“Busqué en vano la
curva triste de su nuca por entre las cabezas que se abatían sobre los tomos
abiertos. Finalmente, cogí al azar un libro de consulta y me senté entre los
lectores. Había allí tanto sosiego —tanta actividad subterránea y callada— como
en un fumadero de opio. Quizás me venció aquella atmósfera de ardiente
concentración, y puede ser incluso que la locura que se paseaba por mi interior
hubiera encontrado un buen asidero, pero miré hacia la puerta esperando ver
aparecer a Irene y entonces lo oí. Oí con toda claridad el rumor que hacían los
libros al hablar entre ellos, su oculto trasvase de confidencias, de secretos y
revelaciones en el laberinto de aquellas estanterías cubiertas siempre de
polvo, y supe lo que buscaba Irene cuando se encerraba allí: algo más que
noticias del mundo, algo más que respuestas a preguntas que pudiera formular,
algo que seguramente no podía decirse con palabras ni podía escribirse y que
sin embargo se encontraba entre aquellas paredes, vivo, palpable, confundido
con el aroma de mi amada, tan intenso que se podía alimentar uno de ello sin
preocuparle que fuera una falsedad inocua -otro espejismo de agua clara- o un
veneno que hubiera sido mejor no llegar nunca a probar.
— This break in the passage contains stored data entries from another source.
PR #618, opened 2025-08-15
Validate partition field be non-negative

### LINKED ISSUE #615: The partition number should not bigger than the replicas setting
**What happened**:
When I set the partition bigger than the replicas, no warning , no prompt message , should we add validation to check the value of partition field.

  replicas: 6
  rolloutStrategy:
    rollingUpdateConfiguration:
      maxSurge: 0
      maxUnavailable: 2
      partition: 10
    type: RollingUpdate

Add validation to check the value of partition field.

always

**Environment**:

- Kubernetes version (use `kubectl version`): v1.33.3
- LWS version (use `git describe --tags --dirty --always`): 0.7
- Kernel (e.g. `uname -a`):
- Install tools:
- Others:

LuyuZhang00:
When  user sets partition while creating a lws, they will receive the following warnings/errors:
•​​partition < 0​​: Error; creation is rejected.
partition and maxsurge will be ignored during creation

Fixes #615 

NONE


LuyuZhang00:
cc @ardaguclu @kerthcet

pkg/webhooks/leaderworkerset_webhook_test.go
```diff
@@ -184,3 +188,124 @@ func TestIsNotMoreThan100Percent(t *testing.T) {
 		})
 	}
 }
+
+func TestPartitionValidation(t *testing.T) {
```
Edwinhr716: We use integration tests to test that validation is working as intended, see https://github.com/kubernetes-sigs/lws/blob/main/test/integration/webhooks/leaderworkerset_test.go#L184. Please write an test there instead.

Edwinhr716:
Thanks for the quick fix!

pkg/webhooks/leaderworkerset_webhook_test.go
LuyuZhang00: thanks, I have updated it! @Edwinhr716

pkg/webhooks/leaderworkerset_webhook.go
```diff
@@ -151,6 +174,19 @@ func (r *LeaderWorkerSetWebhook) generalValidate(obj runtime.Object) field.Error
...
+		// Validate partition value
+		partition := lws.Spec.RolloutStrategy.RollingUpdateConfiguration.Partition
+		partitionPath := specPath.Child("rolloutStrategy", "rollingUpdateConfiguration", "partition")
+		if partition != nil {
+			if *partition < 0 {
+				allErrs = append(allErrs, field.Invalid(partitionPath, *partition, "partition must be greater than or equal to 0"))
+			}
+			if *partition > *lws.Spec.Replicas {
+				allErrs = append(allErrs, field.Invalid(partitionPath, *partition,
+					fmt.Sprintf("partition must be less than or equal to replicas %d", *lws.Spec.Replicas)))
```
yankay: HI @LuyuZhang00 

By analogy, in a StatefulSet, it is acceptable to set it this way: "If a StatefulSet's .spec.updateStrategy.rollingUpdate.partition is greater than its .spec.replicas, updates to its .spec.template will not be propagated to its Pods." (Reference: https://kubernetes.io/docs/concepts/workloads/controllers/statefulset/#partitions)

Therefore, "partition greater than replicas" should not be considered a bug.
How do you think about that?

LuyuZhang00: @yankay thanks! To maintain consistency with the StatefulSet, I have refined it. Please check!

pkg/webhooks/leaderworkerset_webhook.go
```diff
@@ -94,8 +94,33 @@ var _ webhook.CustomValidator = &LeaderWorkerSetWebhook{}
...
+	lws := obj.(*v1.LeaderWorkerSet)
+	warnings := admission.Warnings{}
+
+	if lws.Spec.RolloutStrategy.RollingUpdateConfiguration != nil {
+		partition := lws.Spec.RolloutStrategy.RollingUpdateConfiguration.Partition
+		maxSurge := lws.Spec.RolloutStrategy.RollingUpdateConfiguration.MaxSurge
+		replicas := *lws.Spec.Replicas
+
+		// Warn users that partition/maxSurge will be ignored during initial deployment
+		if partition != nil && *partition > 0 {
```
kerthcet: Should we add this to warning? I think warning is something 1) when we got unexpected behaviors, 2) or potential performance problems 3) or some unrecommended usages. Here this is working as expected.

pkg/webhooks/leaderworkerset_webhook.go
```diff
@@ -228,7 +261,7 @@ func getPercentValue(intOrStringValue intstr.IntOrString) (int, bool) {
 func validateNonnegativeField(value int64, fldPath *field.Path) field.ErrorList {
 	allErrs := field.ErrorList{}
 	if value < 0 {
-		allErrs = append(allErrs, field.Invalid(fldPath, value, "must be grater than or equal to 0"))
+		allErrs = append(allErrs, field.Invalid(fldPath, value, "must be greater than or equal to 0"))
```
kerthcet, line 239: Good catch.

pkg/webhooks/leaderworkerset_webhook.go
```diff
@@ -159,6 +184,14 @@ func (r *LeaderWorkerSetWebhook) generalValidate(obj runtime.Object) field.Error
 		allErrs = append(allErrs, validatePositiveIntOrPercent(maxSurge, maxSurgePath)...)
 		allErrs = append(allErrs, isNotMoreThan100Percent(maxSurge, maxSurgePath)...)
 	}
+
+	// Validate partition value
+	partition := lws.Spec.RolloutStrategy.RollingUpdateConfiguration.Partition
+	partitionPath := specPath.Child("rolloutStrategy", "rollingUpdateConfiguration", "partition")
+	if lws.Spec.RolloutStrategy.RollingUpdateConfiguration != nil {
```
kerthcet, line 163: If this is nil, L189 will panic, move the code to this block please.

pkg/webhooks/leaderworkerset_webhook.go
kerthcet: Does sts or deployment has this warning? If not, let's remove it.

kerthcet (commented):
/lgtm
/approve

Thanks @LuyuZhang00

PR #623, opened 2025-08-25
fix: 🐛 Declare the variable CGO_ENABLED in Dockerfile

yafengio:
#### What type of PR is this?

/kind bug

Declare the variable `CGO_ENABLED` in Dockerfile.


Edwinhr716:
Why is this needed?

kerthcet (commented):
/approve
LGTM to me since we will visit the CGO_ENABLED here.

Issue #630, opened 2025-08-27
An unnecessary podgroup has been created


zhouzhifeisdcn:
I install lws with parameter：
	VERSION=v0.7.0
helm install lws https://github.com/kubernetes-sigs/lws/releases/download/$VERSION/lws-chart-$VERSION.tgz \
  --namespace lws-system \
  --create-namespace \ 
  --set gangSchedulingManagement.schedulerProvider=volcano  \
  --wait --timeout 300s

I create a lws.yaml but  did not specify the scheduler as Volcano；
```·yaml
kind: LeaderWorkerSet
metadata:
  name: leaderworkerset-multi-template
spec:
  replicas: 1
  leaderWorkerTemplate:
    leaderTemplate:
      spec:
        containers:
        - name: nginx2
          image: nginxinc/nginx-unprivileged:1.27
          resources:
            limits:
              cpu: "100m"
            requests:
              cpu: "50m"
          ports:
          - containerPort: 8080
    size: 4
    workerTemplate:
      spec:
        containers:
        - name: nginx
          image: nginxinc/nginx-unprivileged:1.27
          resources:
            limits:
              cpu: "100m"
            requests:
              cpu: "50m"
          ports:
          - containerPort: 8080

```
LWS created a podgroup, but the status of the podgroup remains Inqueue; This means that it has never been scheduled by Volcano

<img width="1108" height="111" alt="Image" src="https://github.com/user-attachments/assets/7b540284-b8a4-46d3-b03e-627ae62beee7" />

ahg-g:
Has this been released? if so, we should fix this and patch previous releases that included pod group support

ardaguclu:
Does this happen if you don't set `--set gangSchedulingManagement.schedulerProvider=volcano` in your helm chart?

yankay:
I'm trying to reproduce this issue. The PodGroup was also created successfully.

Hi @JesseStutler,

Could you please clarify:

When `gangSchedulingManagement.schedulerProvider=volcano` is set but `schedulerName: volcano` is not specified, is it expected behavior for the PodGroup to be created or not?

Is this a bug or an intentional design?

JesseStutler:
> I'm trying to reproduce this issue. The PodGroup was also created successfully.
> 
> Hi [@JesseStutler](https://github.com/JesseStutler),
> 
> Could you please clarify:
> 
[...]

PR #632, opened 2025-08-27
Do not automatically create PG,when pod not use schedule volcano 

zhouzhifeisdcn:
Do not automatically create PG,when pod not use schedule volcano 
fixed issue https://github.com/kubernetes-sigs/lws/issues/630

### DIFF
--- a/pkg/controllers/pod_controller.go
+++ b/pkg/controllers/pod_controller.go
@@ -126,7 +126,7 @@ func (r *PodReconciler) Reconcile(ctx context.Context, req ctrl.Request) (ctrl.R
 		return ctrl.Result{}, nil
 	}
 
-	if r.SchedulerProvider != nil {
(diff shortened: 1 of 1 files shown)


ahg-g:
can we please add tests to cover this?

pkg/controllers/pod_controller.go
```diff
@@ -126,7 +126,7 @@ func (r *PodReconciler) Reconcile(ctx context.Context, req ctrl.Request) (ctrl.R
 		return ctrl.Result{}, nil
 	}
 
-	if r.SchedulerProvider != nil {
+	if r.SchedulerProvider != nil && strings.Contains(pod.Spec.SchedulerName, string(schedulerprovider.Volcano)) {
```
JesseStutler, line 129: I don't think it's a good choice to hard-code it here, I think the main reason in your issue is that, volcano will automatically create podgroups for orphan pods, but you didn't specify `schedulerName: volcano` in your lws template. I think we'd better automatically inject `schedulerName: volcano` for lws needs to use volcano as the gang scheduler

Y supe que quería
hundirme con Irene en aquel pozo insondable, en aquel murmullo de voces
enmudecidas para siempre, en aquel silencio que se demoraba inabarcable, tan
intenso que se disolvían en él todas las ausencias, la angustia más poderosa y
hasta la vida misma, tan bello y terrible que en su seno se dejaba de ser
miserable y las traiciones lo eran de verdad, el amor se volvía sublime y la
muerte acababa siendo algo muy grande que apartaba de su lado a las almas
mediocres. Y todo ello gracias al enorme simulacro de la literatura, quizás la
única actividad sincera de una especie acostumbrada a los engaños.”